Incorrect workspace configuration: If the workspace is configured incorrectly, it can cause a memory leak. This can happen if the workspace is not allocated enough memory or if the allocation policy is not set correctly.

Consequences

Advantages

  • Memory allocation: Workspaces allow for pre-allocation of memory to avoid the overhead associated with dynamic memory allocation during training.

  • Memory reuse: By reusing allocated memory rather than allocating new memory for each operation, workspaces help to reduce memory fragmentation and improve performance.

  • Scope management: Workspaces are created within a particular scope and can be closed once they are no longer needed.

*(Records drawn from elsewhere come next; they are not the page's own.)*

PR #275, opened 2026-09-05
Report force-balance normalizations that cannot saturate; withdraw the 26-fold claim

rogeriojorge:
Closes plan findings **31.2-R1**, **31.2-R3** and **31.2-R6**. The implementing agent pushed these four commits and was terminated before verifying them; verified today from its worktree on current main: `tools/preflight.py --static` PASS and `tests/test_strong_force.py` 33 passed (617 s).

**31.2-R1.** The certificate's `eps_F = 2|F| / (|J×B| + |∇p| + floor)` is bounded above by 2 by construction and sits at 2 wherever the denominator collapses — in vacuum, wherever any current remains. On the bundled `input.solovev` (pressure peaking at 0.125 Pa) it reports L2 1.969 and L∞ 2.000, the ceiling, while the same state's vacuum-safe normalized force error is 1.22e-2 and its dimensional ⟨|F|⟩ is 40 N m⁻³. Every certificate now also reports the quantities that cannot saturate, over `s ∈ [0.1, 0.99]` and the whole domain: ⟨|F|⟩/⟨|∇p|⟩ (Panici et al. 2023; `n/a` in vacuum), the vacuum-safe |F|/⟨|∇(B²/2μ₀)|⟩ that DESC's `ForceBalance` uses, ⟨|F|⟩ in N m⁻³, and the near-axis/bulk/edge split. The CLI prints them beside `eps_F`; `PolishReport` carries them; the artifacts record them.

**31.2-R3 / R6.** The README's "26-fold" (5.05e-2 → 1.91e-3) mixed the polish gain with an export-mesh and lift difference. The like-for-like measurement on the lifted native state is recorded with deck hash and commit: 7.12× in the bounded metric, 1.32× whole-domain and 1.06× on `s ∈ [0.1, 0.99]` in ⟨|F|⟩/⟨|∇p|⟩. The figure caption now states that its two cases were selected because polishing improves them and that this is not evidence of a general advantage.

Also: a committed certificate baseline with a regeneration tool (`tools/make_strong_force_baseline.py`), the output destination redacted from the strong-polish record, and the high-order-force-balance page derives the bound.

**Merge order.** Touches `vmex/core/strong_force.py`, which #258 (angular tail and nestedness margin) and #261 (batched sweep) also change; rebase after those land (plan section 6, step 16).


rogeriojorge:
Superseded by a fresh PR from the same branch: GitHub stopped creating workflow runs for this PR after its rebase.

PR #307, opened 2026-09-13
Reuse solver executables across same-device optimization trials

rogeriojorge:
## Problem and change

Perturbation predictors and axis retries can produce arrays with different JAX commitment flags even when their shapes, dtypes, and device placement are identical. The CLI solver then compiles extra `_block_lane` executables during optimization trials. Normalize the existing single-device carry/runtime arguments once after the donation-safe carry copy. An all-leaf guard preserves mixed-device and named-sharding layouts; whole-loop JIT, physics, tolerances, iteration limits, and every retry remain unchanged.

This is a focused, stacked follow-up to [PR #299](https://github.com/uwplasma/vmex/pull/299), targeting `perf/reuse-objective-linearization`. It adds seven production lines in one existing file. Two existing test files verify real executable reuse, input-buffer preservation, mixed-layout preservation, and successful consumption of prefetched executables.

## Reproduction and source context

Base: `de93e5e2`; candidate: `8a29ec0f53b630fa7866f0d6de363f27862a748c`.

The immutable [review evidence, `rejected_trial_replay` entry](https://github.com/uwplasma/vmex/blob/47de5a8baead9b3701e3eb890b844463eae95a4a/benchmarks/review_optimization_20260912.json) contains the exact public input hash, eight-parameter trial vectors, call order, settings, expected norms, and results. PR #299 contains the runnable `vmex.optimize.make_problem` recipe. An independent replay verified all seven residual/Jacobian norms, with maximum relative difference 2.66e-9.

The reduced QP problem uses `examples/data/input.minimal_seed_nfp2`, nfp=2, ns=13, mpol=ntor=3, a 12×8 angular grid, max_mode=1, implicit block Jacobians, perturbation warm starts, refine_tol=inf, and CLI mode. Its terms are the quasisymmetry-ratio residual on s=[0.4,0.9] with helicity (0,1), plus aspect ratio targeting 10 with residual weight 0.01. The recorded sequence recomputes accepted-point derivatives so that the predictor policy is retained; it replaces the outer optimization search with saved trial vectors.

## Evidence and qualified performance result

On a Xeon W-2295 CPU with JAX 0.9.2, actual `_block_lane` cache misses fell **11→3**, retaining the three necessary physics structures. Trace inspection distinguished commitment flags from treedef, shape, dtype, weak type, sharding, and function identity. The large rejected trial still executes all 12 solver-loop calls across predictor, hot-start, cold-start, and axis recovery; each fails at iteration 1 with the same bad-Jacobian status.

| Recorded component | Control | Initial candidate |
|---|---:|---:|
| Rejected trial residual | 18.930 s | 14.009 s |
| Its backend compilation | 12.866 s | 8.447 s |
| Next accepted residual | 4.856 s | 0.353 s |
| Following accepted residual | 4.001 s | 0.345 s |

These are instrumented component measurements, not a universal cold-start, GPU, or full-optimization speedup claim. The initial derivative varied from 43.039 to 52.143 s; total process envelopes were approximately 86 and 84 s. The timed candidate used a root-only single-device guard; the final guard additionally checks every leaf and preserves mixed layouts. For the measured single-device case, it executes the same normalization. Peak measured RSS did not increase (2.45→2.34 GB), but this is not a general memory bound.

Control/candidate replay produced bit-identical four residual vectors, three Jacobians, six full force histories, and 36 state-family arrays, with identical iterations, status, and recovery decisions. Final-source GPU QA/QI cold, small-boundary-step, return, and invalid-predictor recovery probes preserved status/iterations and force certificates: QA maximum absolute state difference 1.36e-20; QI maximum absolute difference 2.84e-10, with lambda relative difference below 9.84e-10. GPU timings are excluded because the device was shared. These small-step probes do not substitute for the large QP replay.

## Validation and review

- Local CPU: five runtime-key tests passed.
- Two-device CPU: seven tests passed, including real lane cache reuse `[1,1]`, donation/input retention, mixed NamedSharding preservation, successful prefetched execution, and explicit second-device placement.
- GPU: five runtime-key tests and explicit forward CPU/GPU parity passed; GPU-default policy and multigrid device-threshold tests passed in a separate correctly unpinned run.
- Changed executable production-line coverage: **3/3 (100%)**; both normalization and mixed-layout skip behavior exercised.
- Ruff, mypy, and `git diff --check` passed. Independent source/test review found no blocker.

Test-harness corrections were resolved without changing tolerances: the CPU fixture needed JIT enabled, and the device-policy test needed platform environment pins removed. CI remains pending for this draft. No merge or auto-merge is requested.

## Rationale and limits

[JAX array commitment](https://docs.jax.dev/en/latest/_autosummary/jax.Array.committed.html) and [explicit `device_put` placement](https://docs.jax.dev/en/latest/_autosummary/jax.device_put.html) document the placement semantics used here; the compile-cache attribution comes from the recorded traces. Normalization follows the existing alias-breaking copy and uses the selected sharding. It does not introduce a global device policy, bypass failed-equilibrium recovery, or change mathematical residuals.

Review the seven-line placement change and targeted regressions independently of PR #299's broader optimization work. The remaining expensive initial Jacobian and other optimization bottlenecks remain tracked there.


rogeriojorge:
Superseded by #319, which re-landed these seven lines on main with the reorder that removes the extra compile this PR caused.

PR #335, opened 2026-09-14
Factor once for reverse Jacobian rows and pull the gradient back once

rogeriojorge:
Follows #330 (B3a, the exact block adjoint), merged as `b5f84b10`. This PR targets `main`, with main merged in at `670419ea` without rebasing.
- **Conflicts:** only in `CHANGELOG.md` (both entries kept) and `benchmarks/INDEX.md` (regenerated; `--check` passes).
- **`vmex/core/implicit.py`:** #330 was squash-merged, so git reported conflicts. I took main's file and reapplied this PR's own diff (`9664cfa0..409be538`), which applied cleanly.
- **Result:** the diff against main is exactly this PR's own five files.

Plan brief B3b: the reverse Jacobian lane after #328. This covers `minimize(objective_terms)` and `implicit_jacobian_method="reverse_adjoint"`.

## User path

`minimize(objective_terms, ...)` builds its problem with `jac_solver="reverse"`. SciPy calls `problem.value_and_grad` each iteration.
- **Before:** that call assembled the full reverse Jacobian and formed `J^T r`. The Jacobian was #328's chunked map of the implicit rule's pullback, which re-factors the raw block Jacobian in every chunk.
- **After:** the gradient pulls back the residual once, through one factorization.
- **Reverse Jacobian:** `problem.jax_residual_jac` and the host `residual_jac` factor once per point, then pull the rows back in tangent-lane batches.

## Why the factorization has to move

The hoisting probe on office (untimed) mapped the implicit rule's pullback over chunks. Warm times were:

| map iterations | warm seconds |
|---:|---:|
| 1 | 3.24 |
| 8 | 14.77 |
| 64 | 114.94 |

That is 1.77 s per extra iteration, against 1.52 s for one raw block factorization. XLA does not hoist the linearization and factorization out of the map, so each chunk pays for both. On the seed QA problem (6722 residual rows, 8 dofs) the default width of 8 means 841 factorizations per reverse Jacobian.

## Change

- **`implicit._block_state_pullback`:**
  - Linearizes the raw residual and factors the block Jacobian once, then returns a per-row pullback.
  - Each row gets the exact block adjoint refined once, NaN where the certificate misses, then `-mu^T dF_raw/dp` plus the direct boundary term, the same as the scalar rule.
  - `implicit_state_pullback_multi_rhs(solver="block")` now uses it. Its parameter pullbacks are chunked with the solves instead of vmapped over the whole batch, and rows cross the map as flat vectors because `chunk_map` cannot reshape the zero-size families of a symmetric state.
  - The GCROT branch is unchanged.
- **`reverse_pullback` in `_least_squares_implicit`:**
  - Solves once and pulls each residual row back to the state and the direct `x` path.
  - Sends the state cotangent through the shared factors and maps the parameter cotangent back through `params_of`, in batches of `ndof` or `jacobian_batch_size`.
  - A failed trial keeps the penalty rows' direct derivative and a zero implicit pullback, as `solve_implicit_status` does.
- **Why not one call to the public helper:** calling `implicit_state_pullback_multi_rhs` with all rows would materialize the `rows x state` cotangent batch. On seed QA that is 6722 x 9300 doubles per buffer, which would undo #328's memory bound, so the reverse lane maps the helper's per-row pullback instead.
- **Single-VJP gradients:**
  - The traced `jax_value_and_grad` (`residual_value_and_gradient`) on the reverse lane, and on the block lane when its Jacobian misses the certificate, pulls back `r` once. This is the follow-up #328 named.
  - The host `value_and_grad` does the same when `jac_solver="reverse"` is set explicitly, as `minimize(objective_terms)` and `implicit_jacobian_method="reverse_adjoint"` do. A non-finite result falls through to the Jacobian lane, which keeps its retries and typed errors.
  - An automatic one-row problem keeps its host Jacobian: one row already costs one pullback, and the least-squares memo (`last_jac_key`) that `test_certified_trial_guards_reject_stale_or_missing_memo` checks stays populated.
  - The host block lane's fallback still goes through `jac_fn`, because the least-squares memo and the warm-start stash share it.
- **Counters:** a compiled shared pullback marks the adjoint counters unknown, like the compiled scalar rule, through the new `_mark_compiled_adjoint`.
- **Two factorizations per new point since #338:** a gradient at a new point now builds two raw block factorizations.
  - B1c's refinement factors at the descent's start iterate, as the preconditioner for its Newton steps.
  - This PR's reverse lane factors at the refined anchor, for the exact adjoint.
  - They cannot be shared, because they linearize different states.
  - `test_reverse_lane_factors_once_per_point` solves and refines at x first, then counts only the reverse lane's factorization.

Files: `CHANGELOG.md` +4/−0; `tests/manifest.json` +1/−0; `tests/test_optimize.py` +73/−0; `vmex/core/implicit.py` +104/−49; `vmex/core/optimize.py` +91/−15.

## Evidence

Office rows (Xeon W-2295, 36 threads, JAX 0.11.1, 4 threads, compilation cache disabled, fresh process per row, `~/vmex-agents/.heavy.lock`, 1-minute load ≤ 24 at start and end). Problem: #328's trace problem, `input.minimal_seed_nfp2` at mpol = ntor = 5 with `benchmarks/optimization.py`'s QA terms, max_mode = 1, ESS, `implicit_jacobian_method="reverse_adjoint"`. Base is #330's head `9664cfa0`, B3b is `409be538`. Raw block factorizations are counted at run time with a debug callback on `_raw_block_system`.

The rows are running on office under the heavy lock. The base row recomputes the full reverse Jacobian, about 841 factorizations, so it takes roughly 25 minutes. The table follows in a comment and replaces this paragraph.

Adjoint Krylov iterations are 0 on both trees: both use the exact block adjoint from #330. The adjoint counters report `None` for these compiled programs, so the factorization count is the measured cost driver.

## Single-stage per-trial cost is now mostly refinement

On #330's fixed 10-trial single-stage row, main took 12 trials, 23,754 refinement GCROT iterations in total, against 219 descent iterations per solve. B3a took 23,552. With the adjoint no longer dominant, refinement is most of each trial's cost. Those rows were measured before #320's early stop, and refinement is B1c's next target. B3b does not change the single-stage example's derivative path.

**Since then:** #338 (B1c) replaced that refinement. On the same 10 fixed trials, refinement went from 23,754 Krylov iterations to 80 GMRES iterations, refinement seconds fell to 0.34×, and per-trial time to 0.72×.

## Tests

- **`tests/test_optimize.py::test_reverse_lane_factors_once_per_point`** (new, `pr-implicit-response-b`):
  - `problem.jax_residual_jac` runs one raw block factorization at run time with a batch width of 1. The old map ran one per row.
  - That Jacobian equals the row-by-row pullback of `problem.jax_residual` to 1e-9.
  - The host and traced `jax_value_and_grad` gradients match `J^T r` to 1e-9, with one factorization.
  - The block lane's certificate fallback gives the same gradient.
- **Also run:** `test_least_squares_implicit_jac_solver_block` (reverse against per-dof GMRES, 1e-6), `test_uncertified_jacobian_falls_back_or_raises_with_evidence`, `test_certified_trial_guards_reject_stale_or_missing_memo`, and all of `tests/test_implicit_multi_rhs.py`, including #330's dense raw-adjoint check of the block pullback.
- **Results:** on JAX 0.11.1 (laptop), all pass except `test_certified_trial_guards_reject_stale_or_missing_memo`. It failed on the first host shortcut and passes after narrowing it to explicit `jac_solver="reverse"`. It passes on clean main `c4329b75` too. JAX 0.9.2 runs on office after the rows; the result follows in a comment.
- **Preflight:** `tools/preflight.py --static` passes ruff, mypy, docs prose and 79 of the 80 guard tests. The remaining guard, manifest ownership, fails only because `tests/test_tracing.py` collects nothing without `essos`, which the laptop venv lacks. It fails identically on #330's tree, and this PR's new selector collects.


rogeriojorge:
**Seed-QA rows: #330's head `9664cfa0` against B3b `409be538`.**

Setup:
- office Xeon W-2295, JAX 0.11.1, 4 threads, compilation cache disabled, `~/vmex-agents/.heavy.lock`, fresh process per row;
- #328's trace problem: `input.minimal_seed_nfp2` at mpol = ntor = 5 with `benchmarks/optimization.py`'s QA terms, max_mode = 1, ESS, `implicit_jacobian_method="reverse_adjoint"`;
- 6,722 residual rows, 8 dofs;
- raw block factorizations are counted at run time with a debug callback on `_raw_block_system`.

| row | #330 `9664cfa0` | B3b `409be538` |
|---|---|---|
| `problem.value_and_grad`, first call (compile included) | stopped after 4,111 s, not finished | 48.4 s, 1 factorization |
| `problem.value_and_grad`, second point | not run | 34.3 s, 1 factorization |
| `problem.jax_residual_jac`, 6,722 × 8, first call | not run | 238.9 s, 1 factorization |
| peak RSS | not recorded | 1.46 GiB (gradient row), 1.52 GiB (Jacobian row) |
| load start → end | 8.32 → 8.33 when stopped | 8.57 → 9.91 (gradient), 9.91 → 8.32 (Jacobian) |

- **What #330's base row computes:** on #330, `value_and_grad` on the reverse lane assembles the full reverse Jacobian. That is #328's chunked map of the implicit rule's pullback, with one raw block factorization per 8-row chunk, 841 per call. The row was stopped by decision after 4,111 s (SIGTERM), not finished.
- **Lower bounds:** B3b's reverse Jacobian is at least 17× faster (238.9 s including compile, against more than 4,111 s). B3b's first gradient call is at least 85× faster (48.4 s against more than 4,111 s).
- **Adjoint Krylov iterations:** 0 on both trees, because both use #330's exact block adjoint. The adjoint counters report `None` for these compiled programs. The factorization count is the measured cost driver: 1 per call on B3b, 841 per call on #330.
- **Where B3b's gradient call spends its time:** mostly today's Krylov refinement, 4,000 GCROT iterations per call on this deck. #338 replaces that refinement.

**Consistency.**
- **B3b against itself:** B3b's two rows agree. The value is 0.6268904871584033 in both, and the gradient norm is 5.590748889048 (host `value_and_grad`) against 5.590748889050 (`J^T r` from the reverse Jacobian).
- **Against #330:** one untimed `problem.value_and_grad` on #330's tree through the default block lane (`J^T r` from the block Jacobian, 63.4 s, 1 factorization) gives the identical value, 0.6268904871584033. Its gradient agrees with B3b's reverse lane to 1.8e-13 relative (largest entry difference 8.6e-13).

**JAX 0.9.2 focused tests (office, `~/venvs/vmex-ci-jax092`, `409be538`): 12 passed, 4 skipped (the full-marked multi-RHS tests) in 737 s.**

Selection:
- `tests/test_optimize.py`: `test_reverse_lane_factors_once_per_point`, `test_least_squares_implicit_jac_solver_block`, `test_uncertified_jacobian_falls_back_or_raises_with_evidence`, `test_certified_trial_guards_reject_stale_or_missing_memo`;
- all of `tests/test_implicit_multi_rhs.py`.

The same selection passed on JAX 0.11.1 on the laptop.

PR #360, opened 2026-09-15
Move a rung's residual continuation to the device its state goes to

rogeriojorge:
## Failing command

On the office workstation (2x RTX A4000, JAX 0.11.1 + CUDA 13), running the GPU
workflow's own selection for the first time since 2026-07-31:

```console
$ pytest -q $(python tools/test_manifest.py select gpu-smoke)
FAILED tests/test_gpu_ci.py::test_multigrid_auto_moves_state_across_policy_threshold
1 failed, 65 passed, 6 skipped in 2168.24s (0:36:08)

E  ValueError: Received incompatible devices for jitted computation.
E  Got argument carry.state.R_cos of _while_lane with shape float64[11,6]
E  and with device ids [0] on platform GPU and argument carry.fsqr of
E  _while_lane with shape float64[] and with device ids [0] on platform CPU
vmex/core/solver.py:2331: ValueError
```

## This is a regression inside the 0.9.0 window

```console
v0.8.1  ->  1 passed in 11.57s
main    ->  1 failed in 12.10s
```

`git bisect run` over `v0.8.1..main` on the GPU box names
**b208df4f (#321, B4b)** as the first bad commit.

## Cause

#321 wrapped `_constraint_baselines` so it commits its arguments and clears the
default-device context, keeping commitment-sensitive lanes to one executable per
structure. That is correct on its own terms, and it removed an accident: the
ambient `device_context` used to drag the whole carry onto one device.

What it exposed is in `solve_multigrid`. Each rung places its state:

```python
state = _put_numeric_leaves(state, _placement_device(device, resolution))
```

but the previous rung's residual scalars, captured at `multigrid.py:570` as
`residual_continuation = (carry.fsqr, carry.fsqz, carry.fsql)`, were passed
straight into the next rung's `_initial_carry`. With `device="auto"` a coarse
rung below `GPU_MIN_ITERATION_WORK` runs on CPU and the fine rung above it on
GPU, so the carry arrives with its state on GPU and its residual scalars on CPU.

`commit_to_single_device` cannot fix this downstream: by contract it returns the
tree unchanged unless every array leaf already shares one `SingleDeviceSharding`.
It unifies commitment, it does not move arrays between devices.

The free-boundary driver already does the right thing for its own continuations
(`multigrid.py:832`, `constraint_continuation = _put_numeric_leaves(...)`). This
gives the fixed-boundary driver the same treatment.

## Why nothing caught it

`tests/test_gpu_ci.py::test_multigrid_auto_moves_state_across_policy_threshold`
is correct and would have caught this the day it landed. It runs only in
`gpu.yml`, which is `workflow_dispatch`-only against a self-hosted runner --
and `gh api repos/uwplasma/vmex/actions/runners` returns an empty list. The last
successful GPU run was 2026-07-31, six weeks before #321.

So this PR also adds a guard that needs no GPU.
`test_multigrid_moves_residual_continuation_with_the_state` forces consecutive
rungs onto two devices, which reproduces the same mixed carry on two CPU
devices. It joins `pr-device`, the lane already running under
`XLA_FLAGS=--xla_force_host_platform_device_count=2`:

| tree | result |
|---|---|
| this branch | `1 passed in 74.23s` |
| `vmex/core/multigrid.py` reverted | `1 failed in 45.47s` -- `ValueError` |

## Verification

- The originally failing GPU test on the office box with this fix applied:
  `1 passed in 9.70s`.
- The full `gpu-smoke` selection re-run on the office box (result in the first
  comment when it lands; the pre-fix baseline was 1 failed, 65 passed, 6 skipped).
- CPU side, laptop: `tests/test_device.py test_gpu_ci.py test_implicit_device.py
  test_multigrid_ladder.py test_runtime_recompile_keys.py test_trace_budgets.py`
  -> 69 passed, 31 skipped, 2 xfailed.
- `python tools/preflight.py --static` -> PASS (ruff, mypy on 76 files, docs
  prose, 85 guard tests).

## What a reviewer should check

- That moving the continuation does not change the numbers on a same-device
  ladder: `_put_numeric_leaves` is a no-op when the leaf is already on the
  target (`if sources == {device}: return leaf`), so a CPU-only or GPU-only run
  is untouched. The trace-budget and recompile-key tests above cover the
  executable count.
- Whether the same gap exists for any other value carried between rungs. I
  checked `constraint_continuation` (already moved on the free-boundary path,
  and `None` across a grid change on the fixed path) and the state itself.
- The real fix for the class is a GPU runner. Until `gpu.yml` has one, every
  `tests/test_gpu_ci.py` assertion is unexecuted, and #321 sat broken for a day
  only because this release happened to re-run it by hand.


rogeriojorge:
**Full `gpu-smoke` lane on the office workstation with this fix applied** (2x RTX A4000, JAX 0.11.1 + CUDA 13, `JAX_ENABLE_X64=1`):

```
66 passed, 6 skipped in 2116.88s (0:35:16)
```

against the pre-fix baseline on the same machine and environment:

```
1 failed, 65 passed, 6 skipped in 2168.24s (0:36:08)
FAILED tests/test_gpu_ci.py::test_multigrid_auto_moves_state_across_policy_threshold
```

No other test changed state, and the wall time is flat (35:16 vs 36:08), so the
extra `_put_numeric_leaves` call costs nothing measurable.

This is the first fully green GPU run since 2026-07-31.

Note GPU 0 was carrying an unrelated job at 14.9 GB of its 16.4 GB throughout,
so this run shared the box; `nvidia-smi` showed this process at 468-582 MiB on
GPU 0 and 178-520 MiB on GPU 1. The two-GPU assertions still exercised both
devices.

This allows for efficient memory management and prevents memory leaks.

  • Automatic deallocation: When a workspace is closed, any memory that was allocated within the workspace is automatically deallocated, freeing up memory resources for other operations.

Multiple workspaces: DL4J allows for the creation of multiple workspaces, which can be useful when running multiple models or training processes simultaneously.

Disadvantages

  • Increased code complexity: Implementing workspaces in your code can add an additional layer of complexity and require more careful management of workspace creation and usage.

  • Memory overhead: Workspaces require some overhead for workspace creation, management, and tracking, which can increase memory usage.

  • Workspace size limitations: Since workspaces are pre-allocated with a fixed size, there may be cases where the allocated size is not sufficient for larger models or datasets. This can limit the performance and accuracy of the training process.

  • Training slowdowns: Depending on the specific use case and how workspaces are implemented, there may be cases where using workspaces could actually slow down the training process rather than speed it up.

  • Learning curve: Using workspaces effectively requires a good understanding of how they work and how to manage them properly, which may require some additional learning and training time.